** Opening GIVEN RECORDS block **
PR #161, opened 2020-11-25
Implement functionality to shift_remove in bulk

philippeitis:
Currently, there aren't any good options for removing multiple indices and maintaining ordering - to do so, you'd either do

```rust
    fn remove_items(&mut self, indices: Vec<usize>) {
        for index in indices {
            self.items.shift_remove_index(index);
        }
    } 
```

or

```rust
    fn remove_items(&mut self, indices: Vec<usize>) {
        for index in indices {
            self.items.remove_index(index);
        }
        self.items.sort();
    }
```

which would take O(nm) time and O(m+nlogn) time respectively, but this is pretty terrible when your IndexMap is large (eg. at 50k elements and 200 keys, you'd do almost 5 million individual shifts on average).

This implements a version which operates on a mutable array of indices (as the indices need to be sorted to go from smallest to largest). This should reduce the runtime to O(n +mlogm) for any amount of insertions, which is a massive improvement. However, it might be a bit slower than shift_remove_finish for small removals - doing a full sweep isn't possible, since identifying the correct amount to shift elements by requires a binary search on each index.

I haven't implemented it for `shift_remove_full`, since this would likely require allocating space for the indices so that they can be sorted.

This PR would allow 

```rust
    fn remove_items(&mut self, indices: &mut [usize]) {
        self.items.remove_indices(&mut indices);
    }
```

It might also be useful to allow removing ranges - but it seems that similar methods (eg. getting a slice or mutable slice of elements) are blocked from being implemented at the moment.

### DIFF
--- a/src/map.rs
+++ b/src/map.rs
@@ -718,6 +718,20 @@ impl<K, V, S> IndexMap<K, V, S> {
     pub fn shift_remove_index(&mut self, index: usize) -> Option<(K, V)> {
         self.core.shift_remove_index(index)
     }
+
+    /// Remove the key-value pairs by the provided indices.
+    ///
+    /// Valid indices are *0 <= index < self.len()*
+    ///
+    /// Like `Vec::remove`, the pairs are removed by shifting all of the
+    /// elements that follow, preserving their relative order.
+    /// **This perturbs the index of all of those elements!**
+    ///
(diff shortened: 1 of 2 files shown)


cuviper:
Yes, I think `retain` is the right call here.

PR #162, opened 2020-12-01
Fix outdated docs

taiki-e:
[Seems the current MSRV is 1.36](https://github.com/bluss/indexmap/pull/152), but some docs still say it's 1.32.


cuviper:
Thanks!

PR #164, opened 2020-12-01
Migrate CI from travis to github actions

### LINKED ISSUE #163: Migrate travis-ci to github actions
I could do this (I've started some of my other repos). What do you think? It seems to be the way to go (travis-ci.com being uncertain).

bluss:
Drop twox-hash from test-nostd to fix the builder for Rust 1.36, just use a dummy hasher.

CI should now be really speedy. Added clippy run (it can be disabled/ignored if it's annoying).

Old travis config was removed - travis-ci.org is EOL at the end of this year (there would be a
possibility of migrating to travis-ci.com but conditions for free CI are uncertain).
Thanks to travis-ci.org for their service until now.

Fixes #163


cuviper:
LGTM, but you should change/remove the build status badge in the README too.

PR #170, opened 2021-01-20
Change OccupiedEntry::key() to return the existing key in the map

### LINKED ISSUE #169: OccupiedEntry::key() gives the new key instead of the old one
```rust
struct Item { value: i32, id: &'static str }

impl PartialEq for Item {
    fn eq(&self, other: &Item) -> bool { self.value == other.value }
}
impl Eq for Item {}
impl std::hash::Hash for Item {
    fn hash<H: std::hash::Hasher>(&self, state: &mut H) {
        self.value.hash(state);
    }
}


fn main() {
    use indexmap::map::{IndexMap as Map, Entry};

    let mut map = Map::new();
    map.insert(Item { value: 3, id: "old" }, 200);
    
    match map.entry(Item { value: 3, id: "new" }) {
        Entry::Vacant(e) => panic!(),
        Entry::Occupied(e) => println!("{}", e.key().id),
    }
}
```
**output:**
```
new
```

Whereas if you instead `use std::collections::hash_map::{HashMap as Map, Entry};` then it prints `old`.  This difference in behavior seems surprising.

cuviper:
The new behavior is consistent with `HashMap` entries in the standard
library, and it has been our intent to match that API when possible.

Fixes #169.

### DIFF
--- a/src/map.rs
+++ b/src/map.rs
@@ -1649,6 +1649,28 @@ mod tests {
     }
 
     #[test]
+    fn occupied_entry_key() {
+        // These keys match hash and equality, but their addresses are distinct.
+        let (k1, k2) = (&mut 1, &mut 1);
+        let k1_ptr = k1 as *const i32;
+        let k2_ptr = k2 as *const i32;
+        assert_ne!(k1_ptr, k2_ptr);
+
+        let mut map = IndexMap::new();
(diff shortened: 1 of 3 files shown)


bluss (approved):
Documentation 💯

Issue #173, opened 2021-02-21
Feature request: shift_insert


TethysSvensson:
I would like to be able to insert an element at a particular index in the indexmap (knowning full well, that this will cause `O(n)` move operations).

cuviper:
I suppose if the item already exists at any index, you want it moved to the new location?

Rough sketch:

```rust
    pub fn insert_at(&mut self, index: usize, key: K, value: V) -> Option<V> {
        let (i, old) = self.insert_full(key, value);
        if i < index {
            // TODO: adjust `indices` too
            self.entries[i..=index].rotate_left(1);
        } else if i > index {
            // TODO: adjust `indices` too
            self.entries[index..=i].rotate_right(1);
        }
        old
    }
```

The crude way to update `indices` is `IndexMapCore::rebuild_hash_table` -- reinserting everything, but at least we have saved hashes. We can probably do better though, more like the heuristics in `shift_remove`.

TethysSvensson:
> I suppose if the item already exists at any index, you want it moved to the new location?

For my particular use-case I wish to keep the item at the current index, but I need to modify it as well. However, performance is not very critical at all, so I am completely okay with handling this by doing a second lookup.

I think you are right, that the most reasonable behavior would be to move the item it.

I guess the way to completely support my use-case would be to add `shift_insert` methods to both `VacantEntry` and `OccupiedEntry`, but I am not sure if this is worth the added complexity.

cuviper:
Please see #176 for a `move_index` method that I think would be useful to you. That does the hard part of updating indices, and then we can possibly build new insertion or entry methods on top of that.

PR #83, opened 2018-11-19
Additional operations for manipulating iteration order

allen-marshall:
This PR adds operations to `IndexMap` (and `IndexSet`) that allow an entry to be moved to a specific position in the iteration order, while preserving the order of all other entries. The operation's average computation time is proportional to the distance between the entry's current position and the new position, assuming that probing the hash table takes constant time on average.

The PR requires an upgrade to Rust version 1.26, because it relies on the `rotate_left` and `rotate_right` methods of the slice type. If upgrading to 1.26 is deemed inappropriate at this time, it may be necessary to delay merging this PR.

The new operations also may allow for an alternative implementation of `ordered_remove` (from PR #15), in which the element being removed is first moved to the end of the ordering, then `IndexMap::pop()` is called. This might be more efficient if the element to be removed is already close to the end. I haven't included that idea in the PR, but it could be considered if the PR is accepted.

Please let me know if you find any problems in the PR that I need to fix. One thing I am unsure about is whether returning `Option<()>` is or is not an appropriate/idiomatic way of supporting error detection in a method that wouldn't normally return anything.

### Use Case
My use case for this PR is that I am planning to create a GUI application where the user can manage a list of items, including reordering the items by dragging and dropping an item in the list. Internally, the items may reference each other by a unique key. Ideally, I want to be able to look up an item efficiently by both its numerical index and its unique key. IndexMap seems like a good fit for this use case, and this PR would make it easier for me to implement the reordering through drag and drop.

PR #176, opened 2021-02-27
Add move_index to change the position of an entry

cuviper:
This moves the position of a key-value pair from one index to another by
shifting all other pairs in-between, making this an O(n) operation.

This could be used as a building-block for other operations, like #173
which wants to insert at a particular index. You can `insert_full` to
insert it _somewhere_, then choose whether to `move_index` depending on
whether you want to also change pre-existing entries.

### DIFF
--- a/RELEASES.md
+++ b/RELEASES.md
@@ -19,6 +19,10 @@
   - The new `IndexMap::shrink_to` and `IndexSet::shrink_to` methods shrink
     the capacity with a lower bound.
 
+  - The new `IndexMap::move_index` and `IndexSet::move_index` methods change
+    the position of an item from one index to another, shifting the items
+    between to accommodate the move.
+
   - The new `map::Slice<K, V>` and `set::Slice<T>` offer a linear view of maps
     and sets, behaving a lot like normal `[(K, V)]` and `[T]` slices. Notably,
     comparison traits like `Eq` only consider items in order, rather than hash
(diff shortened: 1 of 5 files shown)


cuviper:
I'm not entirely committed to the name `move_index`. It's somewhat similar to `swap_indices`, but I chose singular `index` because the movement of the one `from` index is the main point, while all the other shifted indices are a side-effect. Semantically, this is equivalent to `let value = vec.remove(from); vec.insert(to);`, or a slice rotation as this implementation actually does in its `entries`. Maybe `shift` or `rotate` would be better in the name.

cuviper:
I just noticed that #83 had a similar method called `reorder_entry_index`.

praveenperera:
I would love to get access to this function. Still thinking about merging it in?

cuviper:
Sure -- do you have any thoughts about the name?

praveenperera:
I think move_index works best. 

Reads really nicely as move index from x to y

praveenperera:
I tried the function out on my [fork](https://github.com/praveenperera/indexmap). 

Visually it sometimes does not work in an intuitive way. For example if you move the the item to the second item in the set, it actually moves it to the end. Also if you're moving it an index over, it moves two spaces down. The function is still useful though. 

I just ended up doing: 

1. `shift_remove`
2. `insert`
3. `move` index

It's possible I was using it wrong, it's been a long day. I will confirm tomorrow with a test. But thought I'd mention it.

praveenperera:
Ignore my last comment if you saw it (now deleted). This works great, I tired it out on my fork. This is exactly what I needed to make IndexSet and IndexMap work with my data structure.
** Closing GIVEN RECORDS block **
** Opening GIVEN RECORDS block **
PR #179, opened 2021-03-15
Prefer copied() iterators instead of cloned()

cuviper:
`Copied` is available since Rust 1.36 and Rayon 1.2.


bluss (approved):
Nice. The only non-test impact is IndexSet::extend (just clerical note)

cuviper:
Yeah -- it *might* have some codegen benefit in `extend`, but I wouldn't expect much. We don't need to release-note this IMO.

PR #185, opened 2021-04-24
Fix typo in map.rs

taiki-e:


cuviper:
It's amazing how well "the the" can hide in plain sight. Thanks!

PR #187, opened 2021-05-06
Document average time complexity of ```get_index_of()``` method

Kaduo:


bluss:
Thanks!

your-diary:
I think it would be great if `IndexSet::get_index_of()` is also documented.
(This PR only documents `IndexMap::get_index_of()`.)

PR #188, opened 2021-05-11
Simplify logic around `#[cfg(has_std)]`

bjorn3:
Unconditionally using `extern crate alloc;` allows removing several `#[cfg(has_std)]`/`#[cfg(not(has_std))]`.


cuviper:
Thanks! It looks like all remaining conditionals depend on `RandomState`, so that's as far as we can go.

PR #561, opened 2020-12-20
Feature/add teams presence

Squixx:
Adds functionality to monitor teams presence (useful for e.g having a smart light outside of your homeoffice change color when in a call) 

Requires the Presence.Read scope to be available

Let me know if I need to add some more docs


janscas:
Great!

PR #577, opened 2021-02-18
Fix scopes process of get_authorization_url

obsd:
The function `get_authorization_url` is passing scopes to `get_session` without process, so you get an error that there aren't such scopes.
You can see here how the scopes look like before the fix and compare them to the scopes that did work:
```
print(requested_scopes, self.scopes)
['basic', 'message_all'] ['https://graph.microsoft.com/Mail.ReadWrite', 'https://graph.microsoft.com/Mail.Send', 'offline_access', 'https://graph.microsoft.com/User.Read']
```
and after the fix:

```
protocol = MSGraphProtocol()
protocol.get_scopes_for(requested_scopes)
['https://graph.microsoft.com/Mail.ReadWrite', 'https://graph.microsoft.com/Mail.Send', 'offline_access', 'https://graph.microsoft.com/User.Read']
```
** Closing GIVEN RECORDS block **
** Opening GIVEN RECORDS block **
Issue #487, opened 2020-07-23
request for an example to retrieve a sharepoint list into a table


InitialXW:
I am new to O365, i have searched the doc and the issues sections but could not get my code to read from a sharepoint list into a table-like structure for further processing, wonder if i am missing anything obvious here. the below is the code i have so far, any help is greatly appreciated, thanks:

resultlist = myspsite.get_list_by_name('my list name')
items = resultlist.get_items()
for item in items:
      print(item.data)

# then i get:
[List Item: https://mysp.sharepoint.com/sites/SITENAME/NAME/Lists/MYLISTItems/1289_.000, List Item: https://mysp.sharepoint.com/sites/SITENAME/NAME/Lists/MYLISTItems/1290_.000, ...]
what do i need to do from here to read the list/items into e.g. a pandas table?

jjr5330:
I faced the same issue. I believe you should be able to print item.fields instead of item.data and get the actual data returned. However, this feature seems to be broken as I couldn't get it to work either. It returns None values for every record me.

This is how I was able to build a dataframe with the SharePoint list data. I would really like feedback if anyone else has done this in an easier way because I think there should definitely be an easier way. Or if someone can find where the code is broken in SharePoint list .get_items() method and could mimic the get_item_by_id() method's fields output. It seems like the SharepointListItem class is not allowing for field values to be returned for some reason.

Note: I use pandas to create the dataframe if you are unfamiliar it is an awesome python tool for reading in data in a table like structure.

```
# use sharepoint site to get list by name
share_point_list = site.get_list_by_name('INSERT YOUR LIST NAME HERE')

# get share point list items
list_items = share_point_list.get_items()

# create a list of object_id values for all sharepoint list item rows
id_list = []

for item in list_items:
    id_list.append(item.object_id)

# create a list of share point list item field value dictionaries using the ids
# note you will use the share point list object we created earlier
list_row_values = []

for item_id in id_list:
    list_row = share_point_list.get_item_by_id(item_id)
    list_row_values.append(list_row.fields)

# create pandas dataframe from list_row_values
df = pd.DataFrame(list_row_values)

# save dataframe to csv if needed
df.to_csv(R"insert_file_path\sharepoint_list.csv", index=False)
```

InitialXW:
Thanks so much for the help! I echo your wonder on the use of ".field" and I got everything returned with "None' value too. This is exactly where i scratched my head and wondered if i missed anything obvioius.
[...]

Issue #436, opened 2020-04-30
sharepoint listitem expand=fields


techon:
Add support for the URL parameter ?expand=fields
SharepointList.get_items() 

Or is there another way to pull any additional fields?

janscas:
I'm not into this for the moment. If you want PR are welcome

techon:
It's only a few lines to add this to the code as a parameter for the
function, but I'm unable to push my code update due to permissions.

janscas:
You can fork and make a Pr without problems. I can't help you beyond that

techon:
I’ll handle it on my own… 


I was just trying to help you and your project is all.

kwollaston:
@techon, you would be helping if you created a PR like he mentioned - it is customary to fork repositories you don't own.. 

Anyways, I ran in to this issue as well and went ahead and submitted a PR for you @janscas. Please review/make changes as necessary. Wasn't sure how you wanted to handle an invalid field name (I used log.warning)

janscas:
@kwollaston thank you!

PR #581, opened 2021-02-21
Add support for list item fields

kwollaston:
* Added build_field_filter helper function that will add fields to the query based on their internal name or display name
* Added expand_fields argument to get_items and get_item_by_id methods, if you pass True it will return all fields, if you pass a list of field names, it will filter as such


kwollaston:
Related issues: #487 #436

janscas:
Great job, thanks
** Closing GIVEN RECORDS block **
> _TASK STATEMENT_
All lines with the string "pull" must be copied from the data.

> _RESULT OF THE EXERCISE_
[Seems the current MSRV is 1.36](https://github.com/bluss/indexmap/pull/152), but some docs still say it's 1.32.
Or is there another way to pull any additional fields?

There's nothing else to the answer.